Du point de vue technique, les praticiens de la rupture des contrats de travail s’accorderont sans doute à penser (si ce n’est à écrire) que ces termes sont même particulièrement bien choisis car ils permettent de démontrer qu’alors même qu’il adressait sa démission, Carlos Ghosn, n’entendait pas perdre les avantages liés à son contrat de travail logiquement perdus en cas de démission, ce qui peut paraître contradictoire et qui est, à tout le moins, équivoque. C’est sans doute précisément ce que souhaitait Carlos Ghosn car la chambre sociale de le Cour de cassation rappelle régulièrement que, pour être jugée valable, une démission doit être claire et non équivoque.[3]
En l’espèce on est loin du compte…
Il semble que Renault a considéré pouvoir se satisfaire d’une « démission » rédigée en ces termes et en a tiré des conséquences préjudiciables pour Carlos Ghosn qui se serait retrouvé privé, entre autres avantages et bénéfices, de la retraite surcomplémentaire souscrite par l’entreprise pour son compte.
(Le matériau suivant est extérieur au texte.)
PR #119, opened 2022-08-31
USNationalMap using canvas

chasulin:
Re-implements `USNationalMap` using canvas to improve performance


packages/ui-components/src/components/Maps/NewUSNationalMap/StatesMap.tsx
```diff
@@ -0,0 +1,47 @@
...
+    <svg width={width} height={height}>
+      {statesGeographies.features.map((geo) => {
+        const stateFips = `${geo.id}`;
+        const state = states.findByRegionIdStrict(stateFips);
+        return (
+          <Tooltip key={stateFips} title={renderTooltip(stateFips)}>
+            <g>
+              <a href={state.relativeUrl}>
+                {!showCounties && (
+                  // @ts-ignore (Chelsi) - figure out why 'd' prop is being problematic
```
pnavarrc: I think `d` is fine, but TS doesn't trust that `geoPath(geo)` will return a string, maybe doing `d={geoPath(geo) ?? ""}` will solve the problem.

packages/ui-components/src/components/Maps/NewUSNationalMap/StatesMap.tsx
```diff
@@ -0,0 +1,47 @@
...
+                  <StateShape d={geoPath(geo)} fill={getFillColor(stateFips)} />
+                )}
+                {/* @ts-ignore (Chelsi) - figure out why 'd' prop is being problematic */}
+                <StateOverlay data-track="map-state" d={geoPath(geo)} />
```
pnavarrc: I think the data-track thing is not useful anymore

packages/ui-components/src/components/Maps/NewUSNationalMap/StatesMap.tsx
```diff
@@ -0,0 +1,48 @@
...
+}) => {
+  return (
+    <svg width={width} height={height}>
+      {statesGeographies.features.map((geo) => {
+        const stateFips = `${geo.id}`;
+        const state = states.findByRegionIdStrict(stateFips);
+        return (
+          <Tooltip key={stateFips} title={renderTooltip(stateFips)}>
+            <g>
+              <a href={state.relativeUrl}>
```
pnavarrc: states shouldn't have `relativeUrl` anymore, that should come from the app-level `getRegionUrl` function. Also, the `a` element could be `next/link`, maybe it should also come from the app? we can punt for later too

packages/ui-components/src/components/Maps/NewUSNationalMap/StatesMap.tsx
```diff
@@ -0,0 +1,48 @@
...
+import Tooltip from "@mui/material/Tooltip";
+import { StateOverlay, StateShape } from "./NewUSNationalMap.style";
+import { statesGeographies } from "../../../common/geo-shapes";
+import { states } from "@actnowcoalition/regions";
+
+const StatesMap: React.FC<{
+  width: number;
+  height: number;
+  geoPath: GeoPath;
+  renderTooltip: (fips: string) => React.ReactElement | string;
```
pnavarrc: Consider renaming `fips` -> `regionId`

pnavarrc (approved):
Looks good in general, we need to make the `StateMap` a bit more flexible so it can use `next/link` and the app-level `getRegionRelativeUrl` instead of `region.relativeUrl`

Il semble cependant que l’entreprise Renault n’a pas été très prudente car le risque existe pour que les juges requalifient la rupture du contrat de travail en licenciement sans cause réelle et sérieuse de sorte que Carlos Ghosn pourrait prétendre au paiement de tous les avantages dont sa « démission » l’aurait privé. L’addition pourrait être salée.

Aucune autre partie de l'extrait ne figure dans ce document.